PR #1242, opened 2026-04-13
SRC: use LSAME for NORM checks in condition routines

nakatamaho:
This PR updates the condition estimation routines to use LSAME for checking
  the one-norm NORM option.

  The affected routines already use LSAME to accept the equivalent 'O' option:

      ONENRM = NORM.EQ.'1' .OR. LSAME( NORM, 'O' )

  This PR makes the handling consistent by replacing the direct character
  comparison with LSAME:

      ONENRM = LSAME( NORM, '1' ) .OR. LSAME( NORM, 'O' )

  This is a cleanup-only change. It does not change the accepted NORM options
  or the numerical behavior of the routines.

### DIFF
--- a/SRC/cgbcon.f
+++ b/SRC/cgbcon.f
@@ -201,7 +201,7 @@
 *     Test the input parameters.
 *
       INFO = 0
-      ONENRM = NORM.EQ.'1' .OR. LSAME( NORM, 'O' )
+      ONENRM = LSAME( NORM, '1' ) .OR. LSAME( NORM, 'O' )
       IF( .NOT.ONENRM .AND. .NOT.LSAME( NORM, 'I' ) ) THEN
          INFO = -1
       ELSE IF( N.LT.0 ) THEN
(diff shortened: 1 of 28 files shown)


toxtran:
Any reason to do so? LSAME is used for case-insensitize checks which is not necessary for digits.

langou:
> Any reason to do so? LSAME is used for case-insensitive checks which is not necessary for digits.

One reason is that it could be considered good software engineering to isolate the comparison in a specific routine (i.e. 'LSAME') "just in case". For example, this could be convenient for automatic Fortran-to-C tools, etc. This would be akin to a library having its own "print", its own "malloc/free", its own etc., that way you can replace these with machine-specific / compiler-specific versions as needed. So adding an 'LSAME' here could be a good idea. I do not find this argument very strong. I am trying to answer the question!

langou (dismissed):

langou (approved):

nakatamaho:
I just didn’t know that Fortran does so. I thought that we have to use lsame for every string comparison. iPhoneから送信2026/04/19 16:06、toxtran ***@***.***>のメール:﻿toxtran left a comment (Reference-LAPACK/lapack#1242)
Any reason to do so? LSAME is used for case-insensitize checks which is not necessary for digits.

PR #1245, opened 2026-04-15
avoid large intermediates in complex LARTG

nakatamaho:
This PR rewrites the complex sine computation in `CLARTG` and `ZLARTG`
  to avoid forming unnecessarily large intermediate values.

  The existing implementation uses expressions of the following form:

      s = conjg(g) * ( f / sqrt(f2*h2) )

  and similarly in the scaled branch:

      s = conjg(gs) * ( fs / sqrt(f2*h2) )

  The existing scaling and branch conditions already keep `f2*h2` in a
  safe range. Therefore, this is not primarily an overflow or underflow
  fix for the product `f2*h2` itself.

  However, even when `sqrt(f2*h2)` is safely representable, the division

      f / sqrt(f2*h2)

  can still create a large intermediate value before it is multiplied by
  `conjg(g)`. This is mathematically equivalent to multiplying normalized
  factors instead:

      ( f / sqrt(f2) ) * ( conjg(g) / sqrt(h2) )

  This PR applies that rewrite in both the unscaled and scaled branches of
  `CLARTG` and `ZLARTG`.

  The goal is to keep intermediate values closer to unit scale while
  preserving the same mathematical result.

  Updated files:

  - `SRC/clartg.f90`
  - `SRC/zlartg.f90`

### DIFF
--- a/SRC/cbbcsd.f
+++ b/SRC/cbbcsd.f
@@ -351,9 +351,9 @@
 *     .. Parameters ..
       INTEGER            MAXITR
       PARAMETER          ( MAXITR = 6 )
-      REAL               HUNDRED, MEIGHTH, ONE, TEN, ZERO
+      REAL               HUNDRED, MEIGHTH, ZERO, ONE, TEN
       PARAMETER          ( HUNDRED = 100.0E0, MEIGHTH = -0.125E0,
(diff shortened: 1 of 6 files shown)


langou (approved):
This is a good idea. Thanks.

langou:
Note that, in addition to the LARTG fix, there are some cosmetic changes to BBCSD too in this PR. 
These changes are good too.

****************

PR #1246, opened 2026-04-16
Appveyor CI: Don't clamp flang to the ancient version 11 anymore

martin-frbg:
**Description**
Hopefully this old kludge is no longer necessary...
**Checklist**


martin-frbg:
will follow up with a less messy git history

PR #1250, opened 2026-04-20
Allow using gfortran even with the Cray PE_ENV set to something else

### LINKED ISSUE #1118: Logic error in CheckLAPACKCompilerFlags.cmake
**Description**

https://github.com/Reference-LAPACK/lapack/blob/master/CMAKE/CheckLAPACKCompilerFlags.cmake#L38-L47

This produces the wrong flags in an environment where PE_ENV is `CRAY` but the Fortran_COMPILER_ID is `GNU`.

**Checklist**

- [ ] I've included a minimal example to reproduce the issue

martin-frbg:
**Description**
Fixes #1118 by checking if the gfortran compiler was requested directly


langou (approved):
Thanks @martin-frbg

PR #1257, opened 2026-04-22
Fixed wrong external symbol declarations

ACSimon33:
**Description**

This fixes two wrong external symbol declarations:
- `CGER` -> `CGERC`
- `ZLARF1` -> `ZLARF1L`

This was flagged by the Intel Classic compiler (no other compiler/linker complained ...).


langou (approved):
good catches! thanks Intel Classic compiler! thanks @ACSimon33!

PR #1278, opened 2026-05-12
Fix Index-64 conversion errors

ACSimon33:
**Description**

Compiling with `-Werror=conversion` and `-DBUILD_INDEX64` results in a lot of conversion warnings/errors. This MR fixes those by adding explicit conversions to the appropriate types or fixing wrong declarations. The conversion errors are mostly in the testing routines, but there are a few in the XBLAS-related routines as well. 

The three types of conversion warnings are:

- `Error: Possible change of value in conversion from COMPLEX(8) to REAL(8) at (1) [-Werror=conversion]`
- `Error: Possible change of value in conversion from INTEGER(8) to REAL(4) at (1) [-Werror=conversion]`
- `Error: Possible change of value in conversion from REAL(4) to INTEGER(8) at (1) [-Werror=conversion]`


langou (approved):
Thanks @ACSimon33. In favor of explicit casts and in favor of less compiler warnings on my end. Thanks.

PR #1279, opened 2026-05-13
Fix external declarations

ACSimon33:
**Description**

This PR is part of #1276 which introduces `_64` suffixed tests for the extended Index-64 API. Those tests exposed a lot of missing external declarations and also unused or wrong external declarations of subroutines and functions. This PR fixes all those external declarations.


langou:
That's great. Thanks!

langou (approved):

****************

YOUR INSTRUCTIONS: Working from the entries above, filter out every line that lacks "avoid" and copy what remains.

RESPONSE AREA:
avoid large intermediates in complex LARTG
  to avoid forming unnecessarily large intermediate values.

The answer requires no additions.